Steve Sauerbeck walks into the projection booth at the Sauerbeck Family Drive-In on Oct. 29, 2020. 

Behind him, Teddy Abrams conducts the Louisville Orchestra on a pre-recorded streaming performance.

Days later, when the concert played at the Sauerbeck Family Drive-In in La Grange, there was no sign that anything had disrupted the Orchestra’s performance, although there were some issues with the weather that night. The rain poured so heavily that a drive-in staff member had to jumpstart three stalled engines.

A Drive-In employee helps a music student at the University of Louisville fix her car on Oct. 29, 2020.

“Stravinsky was the ultimate adapting composer,” Abrams said over the Sauerbeck’s radio channel, competing with the fat, cold drops hitting the windshields of 40 or so cars that gathered that evening. “He always found a way to grow and change and figure out how to be on the very forefront of whatever era, whatever challenges, he would have to face.”

Carloads of patrons gather beneath the projection screen at the Sauerbeck Family Drive-In on Nov. 12, 2020.

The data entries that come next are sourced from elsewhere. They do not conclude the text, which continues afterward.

PR #1128, opened 2025-02-26
Update oc_particle.lsl

NikkiLacrima:
Add support for multiple simultaneous leashpoints on the collar.

The background is to be able to leash to a pony bit with two reins, one to each bit ring.
The "leashpoint" prim is moved to one on the bit rings.
A new prim named "fcollar" is is added at the other bit ring.

Having two prims named like this will create two entries in the g_lLeashPrims list with name "collar", one entry for each of these two prims.

The script will generate two chains of leash leash particles, one from each of the two leashprims ending at the leash holder.

### DIFF
--- a/src/collar/oc_particle.lsl
+++ b/src/collar/oc_particle.lsl
@@ -8,6 +8,7 @@
  Nikki Lacrima
     Aug 2023: Updated for lockguard chain texture
     Sept 2024: Fix setting name for leash length
+    Feb 2025: Support for two leashpoints, "leashpoint" and "fcollar", for ponybits
     
 */
 string g_sScriptVersion = "8.3";
@@ -177,6 +178,7 @@ FindLinkedPrims() {
     if (llListFindList(g_lLeashPrims,["fcollar"]) < 0){
         g_lLeashPrims += ["fcollar",LINK_ROOT, "collar", LINK_ROOT, "collarfrontloop", LINK_ROOT];
     }
+    //llOwnerSay(llDumpList2String(g_lLeashPrims," "));
 }
 
 Particles(integer iLink, key kParticleTarget, vector vScale) {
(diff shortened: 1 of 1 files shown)


SilkieSabra:
This could have multiple other applications with such a simple fix ! We've been looking for how to have multiple leash points for ages.

Pingout:
I tested this with a couple of collars, and it worked great. I do have one question, though: Is "fcollar" still going to be a valid chainpoint in the Addon Cuffs system? Could we name this prim something besides "fcollar"?
Please see https://opencollar.cc/docs/OpenCollar-Cuffs, the section on Collar Chainpoints

NikkiLacrima:
It is a quick, and simple, fix and we can polish it as we like.

Yes "fcollar" is available as a chainpoint, the current behaviour is that  it is the prim with the lowest link number that is named either "leashpoint","ooc" or "fcollar", and it is reachable by any of the names "fcollar","collar" or "collarfrontloop". 

All linked prims with name  "leashpoint","ooc" or "fcollar" will be used as leash point(s).

The standard collars uses the name "leashpoint" for the "fcollar" chainpoint, but "ooc" or "fcollar" should work as well for a single leashpoint.

A slightly more refined scheme is:
1) If there is a "fcollar" prim: then this prim is used for chainpoints "fcollar","collar" and "collarfrontloop", and any prim named "leashpoint" or "ooc" is used as multiple leashpoint. Only one prim named "fcollar" will be used.

I2) f there is no "fcollar" prim: then the first prim named "leashpoint" or "ooc" is used for chainpoints "fcollar","collar" and "collarfrontloop", and any further prim named "leashpoint" or "ooc" is used as multiple leashpoint.

Medea-Destiny (approved):
Here's a code approval

Medea-Destiny:
Code looks good. It's now possible to add extra leash points by naming them leashpointx, and when leashed in the normal manner, multiple leashes will be drawn from both the main leashpoint and any leashpointx prims to the leash target. An fchain link can be added as a front collar leashing point separate to the standard leashpoint link for use with LM/LG furniture, so that it's now possible to have a front collar leashpoint connected to furniture without interfering with use of the leash.

Medea-Destiny (changes requested):
Oh wait! One tiny change required, line 776 has a debug llOwnerSay that needs commenting out.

The results of the drive-ins have also been mixed; attendance has dropped with the temperature. More than 200 carloads showed up to the first show on Oct. 8, but only about 40 showed up to the next one — then 25, then 13.

The projection booth at Sauerbeck Family Drive-In illuminates the  heavy rain on Oct. 29, 2020.

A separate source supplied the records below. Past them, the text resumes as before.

PR #1131, opened 2025-04-02
Update oc_relay.lsl

Medea-Destiny:
Fixing another instance of the old CMD_WEARER failing when wearer is set to trusted permission

### DIFF
--- a/src/collar/oc_relay.lsl
+++ b/src/collar/oc_relay.lsl
@@ -25,6 +25,10 @@ Nikki Lacrima
                - implemented Yosty7b3's menu streamlining, see pr#963 
 et al.
 
+Medea Destiny
+   *Apr 2025   - Fixed a wearer no access when has trusted permission issue, bug
+               found by Annie Zehetbauer in world.
+
 Licensed under the GPLv2. See LICENSE for full details.
 https://github.com/OpenCollarTeam/OpenCollar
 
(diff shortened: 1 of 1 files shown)


NikkiLacrima:
Tested with settings:
wearer not owner
allow wearer access to relay settings

before patch 

- set wearer not in trusted list, check that wearer can access relay settings

- set wearer trusted in trusted list, check that wearer can not access relay settings

this means that setting wearer to trusted blocks access to relay settings

after patch 

- set wearer not in trusted list, check that wearer can access relay settings

- set wearer trusted in trusted list, check that wearer can still access relay settings

So the patch allows setting wearer to trusted without interfering with access to relay settings.

Looks good and nothing weird in code, approved.

It seems that the auth level CMD_WEARER is badly named, it should probably be someting like CMD_WEARER_DEFAULT_ACCESS since it is not good for testing if the command is from wearer or not

NikkiLacrima (approved):
Patched tested and approved

Medea-Destiny:
> It seems that the auth level CMD_WEARER is badly named, it should probably be someting like CMD_WEARER_DEFAULT_ACCESS since it is not good for testing if the command is from wearer or not

Allowing wearers to set themselves as trusted is what has caused this particular bit of confusion -- before that CMD_WEARER or CMD_OWNER would cover the bases. Where we want to check for wearer id or owner permission, it's probably best to do just do that (as with this particular change).

Potentially as we change over to the LSD auth method we could use a concatenated AUTH system... something like AUTH~OWNER~WEARER, AUTH~TRUSTED~WEARER, AUTH~WEARER etc. but I can't off the top of my head see any other context that's particularly useful and so I think so long as we're checking for id rather than auth value to check for wearer operations specifically, that's probably the simplest and most efficient path?

PR #1147, opened 2025-06-07
Reduce oc_rlvextension.lsl memory usage

mcgroarty:
I want to add new functionality to oc_rlvextension.ls in a subsequent commit. Since that would be built on top of this, this is a separate PR to reduce script memory usage with no functional changes.

- Muffle code refactored
- Some strings shortened
- Removed redundant llParseString2List calls in UserCommand
 
Startup memory shows a reduction of ~1,982 bytes

### DIFF
--- a/src/collar/oc_rlvextension.lsl
+++ b/src/collar/oc_rlvextension.lsl
@@ -68,7 +68,10 @@ string g_sSubMenu1 = "Force Sit";
 string g_sSubMenu2 = "Exceptions";
 integer g_iStrictSit=FALSE; // Default - do not use strict mode
 
-//MESSAGE MAP
+// MESSAGE MAP
+// Authorization constants: a smaller value means a higher privilege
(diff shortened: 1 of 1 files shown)


Medea-Destiny (changes requested):
Thanks for doing the llReplaceSubString change and the improved string contractions, looks good!
Suggestions:
 MenuSetExceptions menutext should use "Force TP - When on, auto-accept their TP offers"


MenuForceSit: Add " except via [UNSIT]" to end of dialog menu text and change "during" to "from"

For the exceptions notify LM on line 548, "Add selected values together for the bitmask value" instead of "Add selected values for the bitmask" 

Minor thing, but can we use a different variable than iPos at line 615? It shouldn't collide with separate declarations of the same variable name in deeper level code blocks later in scope,  but it would save potential reading confusion. 

All the expanded comments are great! We need more of that in general.

PR #1150, opened 2025-06-09
PBR fix  for hide/show, move function out of themes

Medea-Destiny:
Allows Hide/Show to work with PBR materials. This uses a function that's bugged and will not properly revert alpha values correctly (bug reported to LL) so currently it toggles alpha values between 0 and 1. This is how the current hide/show works with BP textures anyway so no big issue, but in future when the llSetGLTFOverrides function is fixed, it will be possible to preserve alpha values for better functionality.

The hide/show has been moved to the states script and excised from the oc_themes script. This means that for collars that do not use themes, it's no longer necessary to have that script just to handle show/hide functionality.

### DIFF
--- a/src/Apps/oc_bell
+++ b/src/Apps/oc_bell
@@ -1,0 +1,523 @@
+// This file is part of OpenCollar.
+// Copyright (c) 2009 - 2024 Cleo Collins, Nandana Singh, Satomi Ahn,   
+// Joy Stipe, Wendy Starfall, Medea Destiny, littlemousy,         
+// Romka Swallowtail, Garvin Twine et al. 
+// Last updated: Trix (TrixAeo) 2024 - Uploaded new sounds.
+// Licensed under the GPLv2.  See LICENSE for full details. 
+
+
+//scans for sounds starting with: bell_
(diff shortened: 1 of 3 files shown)


Medea-Destiny:
Note about linting failure:

This script fails the LSLint check with the following errors:
[>>] Linting src/collar/oc_states.lsl...
ERROR:: ( 89,  9): `llSetLinkGLTFOverrides' is undeclared.
ERROR:: ( 89, 48): `OVERRIDE_GLTF_BASE_ALPHA_MODE' is undeclared.
ERROR:: ( 89,105): `OVERRIDE_GLTF_BASE_ALPHA' is undeclared.
ERROR:: ( 93,  9): `llSetLinkGLTFOverrides' is undeclared.
ERROR:: ( 93, 48): `OVERRIDE_GLTF_BASE_ALPHA_MODE' is undeclared.
ERROR:: ( 93, 82): `OVERRIDE_GLTF_BASE_ALPHA' is undeclared.

This is a new LL script function that just hasn't made it into the LSLint software yet, so it's not being recognized and is being falsely flagged.

PR #1158, opened 2025-07-15
Create tpt.lsl

Trix7125:
First version of  Anne Skydance plugin


Medea-Destiny (changes requested):
Hi @Trix7125 

Please take a look at https://github.com/OpenCollarTeam/OpenCollar/blob/main/src/spares/oc_plugin_template.lsl where we have a template for plugins which you can use to convert this to the standard plugin format. It'll show you how you can utilise the OpenCollar auth system, menus and settings for this project.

On Dec. 1, Teddy was again on the screen, telling the audience, “We’ve been adapting and learning and growing in this period of musical and artistic challenges, but music is one of those things that gives us our deepest sense of hope and the possibilities of the future.”

The inside of the projection booth at the Sauerbeck Family Drive-In on Oct. 29, 2020.

Teddy doesn’t go to the drive-ins. He might in the spring, if the turnout improves. Before the last concert of the year, “American Soul,” publicity director Michelle Winters told the News Service that Abrams had received the attendance reports from previous drive-ins with a terse, polite smile. He was hoping for better results, but he doesn’t know what to expect next.

One thing he does know, though, is that he doesn’t want to play any more funeral marches. People in Louisville, he said, have already heard enough of those.

The projection booth on Dec. 1, 2020.